BEGIN Exercise data

PR #2811, opened 2019-08-26
report is written to a temp file as it is built instead of a big string in memory

craigrose:
For https://github.com/aodn/issues/issues/488

### DIFF
--- a/grails-app/services/au/org/emii/portal/BulkDownloadService.groovy
+++ b/grails-app/services/au/org/emii/portal/BulkDownloadService.groovy
@@ -92,7 +92,7 @@ class BulkDownloadService {
             log.debug "Added $bytesCopied Bytes"
 
             if (!isReportFile) { report.addSuccessfulFileEntry url, filenameToUse, bytesCopied }
-        } catch (Throwable e) {
+        } catch (Exception e) {
 
             log.warn "Error adding file to download archive. URL: '$url'"
             log.debug "Caused by:", e
--- a/grails-app/services/au/org/emii/portal/BulkDownloadService.groovy
+++ b/grails-app/services/au/org/emii/portal/BulkDownloadService.groovy
@@ -72,9 +72,9 @@ class BulkDownloadService {
         def filenameToUse
         def isReportFile = false
 
-        if (url == report.ZIP_FILE_NAME) {
+        if (url == report.ZIPPED_REPORT_FILENAME) {
             url = report.tempFile.toURI()
-            filenameToUse = report.ZIP_FILE_NAME
+            filenameToUse = report.ZIPPED_REPORT_FILENAME
             isReportFile = true
         } else {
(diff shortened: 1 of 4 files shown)


src/groovy/au/org/emii/portal/DownloadReport.groovy
```diff
@@ -6,9 +6,12 @@ import java.text.DateFormat
 
 class DownloadReport {
 
+    static final def REPORT_TEMP_FILE_SUFFIX = "download_report"
+    static final def ZIP_FILE_NAME = "download_report.txt"
```
akashisama: this variable name seems confusing to me. Once you understand the code it's clear it means "filename to give the report file in zip" but initially it seems like it must mean "name of the zip file"

test/unit/au/org/emii/portal/DownloadReportTests.groovy
```diff
@@ -61,37 +61,21 @@ class DownloadReportTests extends GrailsUnitTestCase {
...
+        def entry =  """\
             --[ #1 ]------------------------------------
             URL:                 url
             Filename in archive: filename
             Result:              went well
-            """,
-            report.reportBody
-    }
-
-    void testGetText() {
```
akashisama: how come you removed this test?

grails-app/services/au/org/emii/portal/BulkDownloadService.groovy
```diff
@@ -81,9 +91,8 @@ class BulkDownloadService {
 
             log.debug "Added $bytesCopied Bytes"
 
-            report.addSuccessfulFileEntry url, filenameToUse, bytesCopied
-        }
-        catch (Exception e) {
+            if (!isReportFile) { report.addSuccessfulFileEntry url, filenameToUse, bytesCopied }
+        } catch (Throwable e) {
```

END Exercise data

> [Task statement] Restate verbatim all lines from the start of the data through the line containing "-72,9 +72,9 @@", with both ends kept.

> [Answer space]
PR #2811, opened 2019-08-26
report is written to a temp file as it is built instead of a big string in memory

craigrose:
For https://github.com/aodn/issues/issues/488

### DIFF
--- a/grails-app/services/au/org/emii/portal/BulkDownloadService.groovy
+++ b/grails-app/services/au/org/emii/portal/BulkDownloadService.groovy
@@ -92,7 +92,7 @@ class BulkDownloadService {
             log.debug "Added $bytesCopied Bytes"
 
             if (!isReportFile) { report.addSuccessfulFileEntry url, filenameToUse, bytesCopied }
-        } catch (Throwable e) {
+        } catch (Exception e) {
 
             log.warn "Error adding file to download archive. URL: '$url'"
             log.debug "Caused by:", e
--- a/grails-app/services/au/org/emii/portal/BulkDownloadService.groovy
+++ b/grails-app/services/au/org/emii/portal/BulkDownloadService.groovy
@@ -72,9 +72,9 @@ class BulkDownloadService {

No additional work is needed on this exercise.